I can’t overlook the suicide attempt that serves as the tragic pivot point between Silkworm and Bottomless Pit. Through Jeanette Sliwinski, Michael Dahlquist died, and with him, Silkworm. Through the knowledge and wisdom granted by his death, Bottomless Pit arose. And in turn, a Bottomless Pit song found me and lit my path into a new work, the beating heart of which is another suicide attempt. It is a moment of apparent coincidence that shakes my nihilistic tendencies and asks me to think of a benevolent universe. In that way, this single song gave me just enough faith to start writing again.

In these kinder moments, I consider briefly whether I should cultivate a sort of gratitude to Sliwinski for setting in place whole chains of artistic dormancy and rebirth.
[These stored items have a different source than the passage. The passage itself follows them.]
PR #3851, opened 2021-09-15
fix clock drift for assignments issued before the block

rphmeier:
In our tests, we typically import a block with tick 10 and then import assignments recorded at tick 0 (as the test clock is at tick 0). This often leads to the nonsensical tranche-0 no-show wakeups at tick 20, when they should be at 30 (block-tick + no-show-delay = 10 + 20 = 30).

This breaks a bunch of tests, so those need to be fixed first.


node/core/approval-voting/src/approval_checking.rs
```diff
@@ -843,11 +843,10 @@ mod tests {
 				no_show_duration,
 				needed_approvals,
 			),
-			RequiredTranches::Pending {
-				considered: 2,
-				next_no_show: None,
-				maximum_broadcast: 3,
-				clock_drift: block_tick,
+			RequiredTranches::Exact {
```
rphmeier: Given the name of the test I suspect that this test is wrong if the result is not `Pending`

node/core/approval-voting/src/tests.rs
```diff
@@ -173,6 +173,7 @@ impl MockClockInner {
 	}
 
 	fn has_wakeup(&self, tick: Tick) -> bool {
+		println!("WAKEUPS {:?}", self.wakeups);
```
rphmeier: Stray println

node/core/approval-voting/src/tests.rs
```diff
@@ -2435,9 +2436,9 @@ fn subsystem_assignment_triggered_by_all_with_less_than_threshold() {
 		assignments_to_import: vec![1, 2, 3, 4, 5],
 		approvals_to_import: vec![2, 4],
 		ticks: vec![
-			20, // Check for no shows
+			21, // Check for no shows
 		],
-		should_be_triggered: |_| true,
+		should_be_triggered: |_| false,
```
rphmeier, line 2440: This seems wrong based on the test name

ordian (approved):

And in those moments I also feel for her family because I know small bits of their pain. And I think of my own wife and the loose parallels with Sliwinski: the gauntlet of pills, hospitals, and therapists, the thousand-yard stare in the days before the attempt, and I think of myself at the wheel, gunning our car down tree-lined streets at the same speeds that killed Dahlquist. But I let the parallels unravel. Bottomless Pit’s first album is a memento mori. The Cardinal Movements was a gift to me but I never forget its price.